Aridaje uno spaghetti all'italiana. Ancora una volta Django. Eh no. Scritto e diretto dal romano, classe 1925, Sergio Garrone, "Django il Bastardo" (1969) è un western che, diretto oltreoceano, sarebbe cult. Qui, da noi, resta maiuscolo.
Anthony Steffen, poi una schiera. "E con Rada Rassimov". Luigi Santini alla fotografia, ma, soprattutto, le musiche dei "Vasco e Mancuso (Milano)". Fuori c'è un tizio che cerca Sam (RIP, 1881). Giustiziere col mantello, appare e scompare, sino alla fossa. Cavaliere obliquo, ma la mira è dritta. Amori paranoici, il più pazzo è il più saggio (non arriverà a maggio).

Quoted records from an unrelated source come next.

PR #12404, opened 2022-06-13
Transfer permissions as boolvars

spotbot2k:
The user permissions are transferded as an in converted to string, it causes many wrong positive checcks as "0" is evaluated as true by chrome and firefox. So a user gets menu entries to

Create objects
Sort objects
Move objects
etc.
without havin a permission for it. The permission is evaluated in Backend on action, so it does not give the user any more rights but it does cause exceptions and errors.

### DIFF
--- a/models/Element/AbstractElement.php
+++ b/models/Element/AbstractElement.php
@@ -213,7 +213,7 @@ abstract class AbstractElement extends Model\AbstractModel implements ElementInt
         $columns = array_diff(array_keys($vars), $ignored);
 
         foreach ($columns as $name) {
-            $permissions[$name] = 1;
+            $permissions[$name] = true;
         }
 
         if (null === $user) {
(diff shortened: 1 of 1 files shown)


models/Element/AbstractElement.php
```diff
@@ -229,7 +229,7 @@ public function getUserPermissions(User $user = null)
             $event = new ElementEvent($this, ['isAllowed' => $isAllowed, 'permissionType' => $type, 'user' => $user]);
             \Pimcore::getEventDispatcher()->dispatch($event, AdminEvents::ELEMENT_PERMISSION_IS_ALLOWED);
 
-            $permissions[$type] = $event->getArgument('isAllowed');
+            $permissions[$type] = boolval($event->getArgument('isAllowed'));
```
jdreesen, line 232:
```suggestion
            $permissions[$type] = (bool) $event->getArgument('isAllowed');
```

spotbot2k:
Will be resolved in #12400

PR #12405, opened 2022-06-13
Cookies should be auto-secure

### LINKED ISSUE #12377: [Improvement]: Allow Secure Cookies
### Improvement description

Currently, all cookies created in pimcore are configured as non-secure (6th argument set to `false`):

https://github.com/pimcore/pimcore/search?l=PHP&q=%22new+cookie%22

It should be possible to set this definition via configuration.

brusch:
resolves #12377

Unlike as requested in #12377 I think it would be better to just use Symfony's "auto secure", rather than introducing another config option.

### DIFF
--- a/bundles/AdminBundle/Security/Event/LogoutListener.php
+++ b/bundles/AdminBundle/Security/Event/LogoutListener.php
@@ -115,7 +115,8 @@ class LogoutListener implements EventSubscriberInterface, LoggerAwareInterface
 
         // cleanup pimcore-cookies => 315554400 => strtotime('1980-01-01')
         $response->headers->setCookie(new Cookie('pimcore_opentabs', null, 315554400));
-        $response->headers->clearCookie('pimcore_admin_sid', '/', null, false, true);
+        // clear cookie -> we can't use $response->headers->clearCookie() because it doesn't allow $secure = null
+        $response->headers->setCookie(new Cookie('pimcore_admin_sid', null, 1));
 
         if ($response instanceof RedirectResponse) {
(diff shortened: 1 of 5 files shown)


bundles/AdminBundle/Security/Event/LogoutListener.php
```diff
@@ -114,7 +114,7 @@ public function onLogoutSuccess(Request $request): RedirectResponse|Response
         }
 
         // cleanup pimcore-cookies => 315554400 => strtotime('1980-01-01')
-        $response->headers->setCookie(new Cookie('pimcore_opentabs', null, 315554400, '/'));
+        $response->headers->setCookie(new Cookie('pimcore_opentabs', null, 315554400));
         $response->headers->clearCookie('pimcore_admin_sid', '/', null, false, true);
```
aashan10: I'm not sure but does the auto-secure cookies get cleared when `$secure` parameter is passed `false`?
As far as I remember, it needs to be null in order to set an auto-secure cookie.

brusch: @aashan10 I'd remove it here as well and let the default value, as we do using `setCookie()`

brusch: Oh no ... tricky one ... `clearCookie()` has `$secure = false` as the default, so we need to set it to `null` and cannot rely on the defaults.

brusch: Fixed, good catch, thanks! 👍

aashan10 (approved):

PR #12414, opened 2022-06-14
perf: add file size, width and height to thumbnail cache

### LINKED ISSUE #12055: [Bug]: Pimcore serving deferred thumbnail URL even though the thumbnail exists (Azure Storage used)

### LINKED ISSUE #12057: [Bug]: \Pimcore\Model\Asset\Thumbnail\ImageThumbnailTrait::getDimensions is reading dimensions from file every time
### Expected behavior

With a remote storage, reading remote files just to find out the thumbnail width / height is suboptimal. The asset cache could cache these values.

### Actual behavior

The values are read from the file which is pulled from remote storage.

### Steps to reproduce

1. have a remote storage for thumbnails set up
2. call `\Pimcore\Twig\Extension\ImageThumbnailExtension::getImageThumbnailHtml`
3. `\Pimcore\Model\Asset\Thumbnail\ImageThumbnailTrait::readDimensionsFromFile` is triggered, which pulls the remote file and reads width / height directly from it

This also applies to filesize, maybe MIME type?

dkarlovi:

Closes #12057.
Closes #12055.

### DIFF
--- a/models/Asset/Dao.php
+++ b/models/Asset/Dao.php
@@ -546,20 +546,20 @@ class Dao extends Model\Element\Dao
     public function addToThumbnailCache(string $name, string $filename, int $filesize, int $width, int $height): void
     {
         $assetId = $this->model->getId();
-        $time = time();
-        $this->db->insertOrUpdate('assets_image_thumbnail_cache', [
+        $thumb = [
             'cid' => $assetId,
             'name' => $name,
             'filename' => $filename,
-            'modificationDate' => $time,
+            'modificationDate' => time(),
             'filesize' => $filesize,
             'width' => $width,
             'height' => $height,
-        ]);
+        ];
+        $this->db->insertOrUpdate('assets_image_thumbnail_cache', $thumb);
 
         if (isset(self::$thumbnailStatusCache[$assetId])) {
             $hash = $name . $filename;
-            self::$thumbnailStatusCache[$assetId][$hash] = $time;
+            self::$thumbnailStatusCache[$assetId][$hash] = $thumb;
         }
     }
 
--- a/models/Asset/Dao.php
+++ b/models/Asset/Dao.php
@@ -543,8 +543,14 @@ class Dao extends Model\Element\Dao
         return false;
     }
 
-    public function addToThumbnailCache(string $name, string $filename, int $filesize, int $width, int $height): void
+    public function addToThumbnailCache(string $name, string $filename, ?int $filesize = null, ?int $width = null, ?int $height = null): void
     {
+        if ($filesize === null || $width === null || $height === null) {
+            trigger_deprecation('pimcore/pimcore', '10.5',
+                sprintf('Not passing "filesize", "width" and "height" arguments to %s is deprecated and will be removed in Pimcore 11.', __METHOD__)
+            );
+        }
+
         $assetId = $this->model->getId();
         $thumb = [
             'cid' => $assetId,
--- a/models/Asset/Dao.php
+++ b/models/Asset/Dao.php
@@ -543,7 +543,7 @@ class Dao extends Model\Element\Dao
         return false;
     }
 
-    public function addToThumbnailCache(string $name, string $filename): void
+    public function addToThumbnailCache(string $name, string $filename, int $filesize, int $width, int $height): void
     {
         $assetId = $this->model->getId();
         $time = time();
@@ -552,6 +552,9 @@ class Dao extends Model\Element\Dao
             'name' => $name,
             'filename' => $filename,
             'modificationDate' => $time,
+            'filesize' => $filesize,
+            'width' => $width,
+            'height' => $height,
         ]);
 
         if (isset(self::$thumbnailStatusCache[$assetId])) {
@@ -561,6 +564,17 @@ class Dao extends Model\Element\Dao
     }
 
     public function getCachedThumbnailModificationDate(string $name, string $filename): ?int
+    {
+        $thumbnail = $this->getCachedThumbnail($name, $filename);
+
+        if ($thumbnail === null) {
+            return null;
+        }
+
+        return $thumbnail['modificationDate'];
+    }
+
+    public function getCachedThumbnail(string $name, string $filename): ?array
     {
         $assetId = $this->model->getId();
 
@@ -574,7 +588,7 @@ class Dao extends Model\Element\Dao
 
             foreach ($thumbs as $thumb) {
                 $hash = $thumb['name'] . $thumb['filename'];
-                self::$thumbnailStatusCache[$assetId][$hash] = $thumb['modificationDate'];
+                self::$thumbnailStatusCache[$assetId][$hash] = $thumb;
             }
         }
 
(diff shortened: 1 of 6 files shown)


dkarlovi:
@brusch can the test suite even run locally? I'm getting all sorts of weird Composer errors about missing Kernel.php

The feature works as expected from my testing.

fashxp:
does [that](https://pimcore.com/docs/pimcore/current/Development_Documentation/Development_Tools_and_Details/Testing/Core_Tests.html#page_Requirements) help?

dkarlovi:
@fashxp it does, thanks!

dkarlovi:
@fashxp could you check / review the PR and see what the cause of test failures might be?

brusch:
@dkarlovi see https://github.com/pimcore/pimcore/runs/6881340900?check_suite_focus=true#step:11:3260

dkarlovi:
@brusch I have the tests running locally, but do you have a suggestion / workflow how to most easily fix them? The test run takes a long time, it would take me days to figure out what's wrong here doing it like that. Even filtered by group, it's slow.

brusch:
@dkarlovi if you look into the log of the tests here on the failing GitHub Action, you can see that the tests are failing here: 
https://github.com/pimcore/pimcore/blob/2f18a0f26380c56b609d937b40d2050c8d1a3e1a/tests/Model/Asset/AssetTest.php#L103
and here: 
https://github.com/pimcore/pimcore/blob/9826eafc6bf22b3e781ad6b20b870aa7f03e7020/tests/Model/Asset/AssetThumbnailCacheTest.php#L77

So I'd assume there's something wrong with the returned values for width. 
Should be easy to reproduce in a custom controller or command if you don't want to run all the tests (just copy the code from the tests) 😊

dkarlovi:
@brusch OK, I hoped there's some "Run this test fast" method in Pimcore's test setup I didn't know about. I'll work on this right away.

dkarlovi:
@brusch I've missed the `install.sql` file :see_no_evil: should pass now, it does for me locally.

dkarlovi:
OK, ready for review.

brusch:
@dkarlovi thanks man! 🙋

fashxp:
> @brusch OK, I hoped there's some "Run this test fast" method in Pimcore's test setup I didn't know about. I'll work on this right away.

just for the record. Codeception also allows you to run single tests: https://codeception.com/docs/02-GettingStarted

dkarlovi:
@fashxp I think the biggest issue here is something was swallowing the error since the test environment was missing the new fields in the table and nothing was complaining specifically about that, it only noticed the side-effects (still good, but not great).

dkarlovi:
@brusch with the latest fix it closes #12055.

models/Asset/Dao.php
```diff
@@ -543,24 +543,44 @@ public function __isBasedOnLatestData()
         return false;
     }
 
-    public function addToThumbnailCache(string $name, string $filename): void
+    public function addToThumbnailCache(string $name, string $filename, ?int $filesize = null, ?int $width = null, ?int $height = null): void
     {
+        if ($filesize === null || $width === null || $height === null) {
+            trigger_deprecation('pimcore/pimcore', '10.5',
```
brusch, line 549: As this is an internal function/class we don't need to issue a deprecation message, we can just make the new arguments required.

models/Asset/Image/Thumbnail/Processor.php
```diff
@@ -460,7 +462,11 @@ public static function process(Asset $asset, Config $config, $fileSystemPath = n
         }
 
         if ($statusCacheEnabled) {
-            $asset->getDao()->addToThumbnailCache($config->getName(), $filename);
+            if (isset($filesize) && isset($width) && isset($height)) {
+                $asset->getDao()->addToThumbnailCache($config->getName(), $filename, $filesize, $width, $height);
```
brusch, line 466: We should be able to read the dimensions from the `$image` instance, here: 
https://github.com/pimcore/pimcore/blob/5ac4a712f4aee61a3b8648f8370a8162e984b231/models/Asset/Image/Thumbnail/Processor.php#L426
So we should always have the dimensions available as well as the filesize.

models/Asset/Thumbnail/ImageThumbnailTrait.php
```diff
@@ -194,6 +194,13 @@ private function readDimensionsFromFile(): array
                             'width' => $info[0],
                             'height' => $info[1],
                         ];
+
+                        $filesize = filesize($localFile);
+                        $config = $this->getConfig();
+                        $asset = $this->getAsset();
+                        $filename = pathinfo($pathReference['storagePath'], PATHINFO_FILENAME);
+
+                        $asset->getDao()->addToThumbnailCache($config->getName(), $filename, $filesize, $dimensions['width'], $dimensions['height']);
```
brusch, line 203: This shouldn't be necessary anymore then, if we write that already in the processor.

brusch (changes requested):
Should we also consider the mime-type?

dkarlovi:
@brusch you've said the MIME type is not required since it's deducible from the filename.

models/Asset/Image/Thumbnail/Processor.php
dkarlovi: PHPStan warns that you might not reach the same code route. Meaning, your code might run into the lock which gets released.

models/Asset/Thumbnail/ImageThumbnailTrait.php
dkarlovi: This is required to retroactively populate the table, no?

brusch: You are right, that could be useful.

models/Asset/Image/Thumbnail/Processor.php
brusch: But it should be still possible when the image got written ... maybe it requires some more ifs for Stan, but in case the thumb was written to the local filesystem, there should be also a width, height and filesize, no?

dkarlovi: I think we need to figure out which paths actually write the image and which don't. The null check is basically that, but direct instead of indirect.

If you have suggestions how to fix this exactly, I'll be glad to do it.

dkarlovi: In other words, we need to be able to guarantee the variables are available when storing since we'll make them mandatory and non-nullable.

brusch: @dkarlovi see #12461 let me know what you think. Thanks!

dkarlovi: LGTM!

brusch:
Closed in favor of #12461

PR #12416, opened 2022-06-14
[FIX]: Filter for object brick attributes does not work

### LINKED ISSUE #12293: [Bug]: Filter for object brick attributes does not work
### Expected behavior

Sort or filter on an attribute of an object brick in the grid view.

### Actual behavior

An error message pops up:
image

### Steps to reproduce

1. Open a gridview for a class that contains objectbricks
2. Add a random attribute (from an objectbrick) to the grid view. (in my case this was a WYSIWYG-field)
3. Try to sort or filter on it.

Pimcore-version: 10.3.3

dturopoli:
Resolves #12293

Issue was caused by localized fields inside object brick

### DIFF
--- a/bundles/AdminBundle/Helper/GridHelperService.php
+++ b/bundles/AdminBundle/Helper/GridHelperService.php
@@ -295,7 +295,7 @@ class GridHelperService
                             foreach ($filter['value'] as $filterValue) {
                                 $brickCondition = '(' . $brickField->getFilterCondition($filterValue, $operator,
                                         ['brickPrefix' => $brickPrefix]
-                                    ) . ' AND ' . $brickPrefix . 'fieldname = ' . $db->quote($brickFilterField) . ')';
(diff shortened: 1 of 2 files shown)


kingjia90:
Thank you for the PR! 

I've review it, filtering works again, but Sorting is not fixed. It seems expecting a key with a question mark for localized Fields. 

I've also noticed with the classTree changes, the following case (highlighted in yellow) cannot be dragged in Grid Options anymore. Could you also double check this?
image

kingjia90:
Notes: might also need to take in consideration this https://github.com/pimcore/pimcore/pull/12349

kingjia90:
@dturopoli Just a gentle reminder 🏓

dturopoli:
@kingjia90 I think d&d is working now. I'm not sure about Sorting, I can't reproduce bug, it is working for me. Maybe I'm missing some test case

dvesh3:
@dturopoli thanks!

PR #12417, opened 2022-06-14
Children grid doesn't open when there are no select options

ultramegatom:
I had a class where field.layout.options was null. I got a js error and the Grid didnt open.
Im not exactly sure why it was null, maybe it has to do with a faulty OptionsProvider used for that select, but i think this additional check doesent hurt anyone.


dvesh3:
@ultramegatom a bug fix should be on 10.4 branch. thanks!

ultramegatom:
@dvesh3 https://github.com/pimcore/pimcore/pull/12455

A Dirty City la legge è morta. Croci su croci, la fila s'allunga. Nuvole vere, Dirty City occupata, evacuata, squassata. I musicisti milanesi vanno di fino e schitarrano sui morti. "Il grande Murdok braccato da uno spettro che lo fa ballare su una corda". Da un soggetto comune, scritto a due mani con lo stesso Steffen, Antonio De Teffé (1930-2004), uno splendido vendicatore sudista. Django fantasma, se ne frega dei soldi.
Mentre io, di Sergio Garrone, ne voglio altri.